For each line below that contains the string "inactive", copy that line.

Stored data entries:

··········

PR #5249, opened 2026-01-29
(Add) Stale action

flowerey:
Adds an action that closes inactive issues.

Configured with the default options for now. LMK if you want a change.

### DIFF
--- a/.github/workflows/stale.yml
+++ b/.github/workflows/stale.yml
@@ -1,0 +1,26 @@
+name: Close inactive issues
+
+on:
+  schedule:
+    - cron: "0 0 * * *"
+
+jobs:
+  close-issues:
+    runs-on: ubuntu-latest
+    permissions:
+        actions: write
+        contents: write
+        issues: write
+        pull-requests: write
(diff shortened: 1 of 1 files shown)


HDVinnie:
I'm not sure this is the best idea because 95% of the issues are requests. A project like this is never ending. These requests can be slowly chipped away as they are, but it really comes down to time and energy.

flowerey:
Maybe there is a way to ignore issues starting with (Request)? I will look further onto it

flowerey:
Fixed it so it won't close Requests.

Roardom:
I don't think automatically closing issues is the best idea at this point in time. It's usually only needed to close stale issues if there are so many issues that you can't keep track of them. But until there are over 200+ issues that likely isn't needed. Right now there are only 9.

flowerey:
Hmm, I see. Do I leave this open or close?

HDVinnie:
I think we can close this for now. It doesn't indeed seem unnecessary at this point when 95% of our issues are requests.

··········

Output for this exercise:
Adds an action that closes inactive issues.
+name: Close inactive issues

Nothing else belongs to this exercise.